Elogio à corrupção – 2

Por: Ipojuca Pontes


Voltando ao tema do poder da corrupção no Brasil da Era Lula, cada vez mais robusto, continuo a desfilar relação de pessoas da vida política acusadas de envolvimento com a dita cuja. A despeito dos escândalos do dossiêgate, sanguessugas e mensalão, elas continuam firmes como o Pão de Açúcar.

Caso 5 – José Dirceu. Ex-chefe da Casa Civil do governo Lula e homem forte do PT, ajudou a promover dentro do partido as figuras de José Genoino, Delúbio Soares, Silvinho Pereira e Marcelo Sereno, sendo considerado um dos responsáveis pela chegada do operário-relâmpago ao Planalto. Guerrilheiro sem guerrilha, mas amigo de Raúl Castro (substituto de Fidel no comando de Cuba, a ilha-cárcere), Dirceu, com seus métodos bolchevistas, foi tido no relatório final do mensalão, assinado pelo procurador-geral da República Antonio Fernando de Souza, como o “chefe do organograma delituoso” da “sofisticada organização criminosa” – no conceito já clássico do Procurador-geral sobre a ex-cúpula do PT.

Lembramos que dias antes de deixar a chefia da Casa Civil, em 2005, Zé Dirceu garantiu num jantar em Madrid, Espanha, que o governo petista ficaria no poder no mínimo dezesseis anos, na certa pensando em sentar ele próprio na cadeira de Lula depois do segundo mandato.
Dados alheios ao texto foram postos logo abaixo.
PR #6334, opened 2021-02-06
Support multiple implementations of StorageBuilder in different storage implementations - stage 1.

wu-sheng:

To improve the performance to flush data into the database, and prepare the adoption to the native BanyanDB, I make `StorageBuilder` getting rid of `Map`. 
In the stage 2, I will try to add features of providing override mechanism to builder. Although, this wouldn't be easy, because some metrics's builder are OAL generated, we can't override it manually. But provide a mechanism to support trace and log are much easier.

### DIFF
--- a/CHANGES.md
+++ b/CHANGES.md
@@ -17,7 +17,6 @@ Release Notes.
 * Metrics combination API supports abandoning results.
 * Add a new concept "Event" and its implementations to collect events.
 * Add some defensive codes for NPE and bump up Kubernetes client version to expose exception stack trace.
-* Refactor StorageBuilder to remove the dependency of Map.
 
 #### UI
 Update selector scroller to show in all pages.
--- a/CHANGES.md
+++ b/CHANGES.md
@@ -17,6 +17,7 @@ Release Notes.
 * Metrics combination API supports abandoning results.
 * Add a new concept "Event" and its implementations to collect events.
 * Add some defensive codes for NPE and bump up Kubernetes client version to expose exception stack trace.
+* Refactor StorageBuilder to remove the dependency of Map.
 
 #### UI
 Update selector scroller to show in all pages.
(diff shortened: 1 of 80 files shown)


hanahmily (approved):
LGTM

oap-server/server-core/src/main/java/org/apache/skywalking/oap/server/core/storage/type/StorageBuilder.java
```diff
@@ -16,18 +16,16 @@
...
+ * Converter between the give T and K.
  *
  * @param <T> A storage entity implementation.
+ * @param <K> The data structure recognized by the storage implementation.
  */
-public interface StorageBuilder<T extends StorageData> {
-
-    T map2Data(Map<String, Object> dbMap);
+public interface StorageBuilder<T, K> {
+    T storage2Entity(K dbMap);
```
kezhenxu94, line 28: Also get rid of the map at interface definition?

```suggestion
    T storage2Entity(K storageData);
```

oap-server/server-core/src/main/java/org/apache/skywalking/oap/server/core/storage/type/StorageBuilder.java
```diff
@@ -16,18 +16,16 @@
...
 
-    Map<String, Object> data2Map(T storageData);
+    K entity2Storage(T storageData);
```
kezhenxu94, line 30:
```suggestion
    K entity2Storage(T entity);
```

CHANGES.md
```diff
@@ -17,6 +17,7 @@ Release Notes.
 * Metrics combination API supports abandoning results.
 * Add a new concept "Event" and its implementations to collect events.
 * Add some defensive codes for NPE and bump up Kubernetes client version to expose exception stack trace.
+* Refactor StorageBuilder to remove the dependency of Map.
```
kezhenxu94, line 20: I've been thinking whether we should include (nearly) all kinds of changes here, IMO the changes is targeted to our end users, who don't care about our code lever refactor at all, as well as some chores like CI settings, etc.

wu-sheng: I am not sure either. I just want to make this kind of change clear to all developer. Do you want me to remove this?

wu-sheng: Let me remove this.

kezhenxu94 (approved):

kezhenxu94 (approved):

PR #6335, opened 2021-02-06
Update the timestamp field type for LogQuery

arugal:

image
image


test/e2e/e2e-data/src/main/java/org/apache/skywalking/e2e/log/LogMatcher.java
```diff
@@ -70,7 +70,7 @@ public void verify(final Log log) {
             doVerify(getTraceId(), log.getTraceId());
         }
         if (nonNull(getTimestamp())) {
-            doVerify(getTimestamp(), log.getTimestamp());
+            doVerify(getTimestamp(), String.valueOf(log.getTimestamp()));
```
wu-sheng, line 73: Verification doesn't support `long` comparison? I think changing the expected data makes more sense.

wu-sheng:
And please fix CI.

test/e2e/e2e-data/src/main/java/org/apache/skywalking/e2e/log/LogMatcher.java
arugal: > Verification doesn't support `long` comparison?

Has supported.

https://github.com/apache/skywalking/blob/fc23dabf37a85cfc27482dbaf25b0109114f6ef7/test/e2e/e2e-data/src/main/java/org/apache/skywalking/e2e/verification/AbstractMatcher.java#L49-L56

wu-sheng (approved):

Hoje: semana passada, ao saber da adesão do PSDB à candidatura de Arlindo Chinaglia à presidência da Câmara, o cassado Dirceu, num jantar em Lisboa, esfregou as mãos: “É a vitória do meu candidato!”

De fato, com Chinaglia presidente da Câmara a anistia de Dirceu fica praticamente assegurada. Daí à presidente da República é só um passo – claro, se Lula não quiser amarrar o bode pela terceira vez.

Caso 6 – Antonio Palocci. De formação trotskista, ligado ao Comitê de Solidariedade aos Movimentos de Libertação Nacional da Colômbia (leia-se Farcs), Palocci transformou-se de repente no “gênio” das finanças nacionais ao adotar, como ministro da Fazenda, o que os esquerdistas chamam de modelo econômico “neoliberal”.

Na gestão da prefeitura da Ribeirão Preto, o trotskista foi acusado de receber, segundo o assessor e algoz Rogério Buratti, a propina mensal de R$ 50 mil, arrancada da Leão & Leão, a empresa prestadora de serviços conivente com esquema de superfaturamento em contrato de coleta de lixo com a Prefeitura de Ribeirão.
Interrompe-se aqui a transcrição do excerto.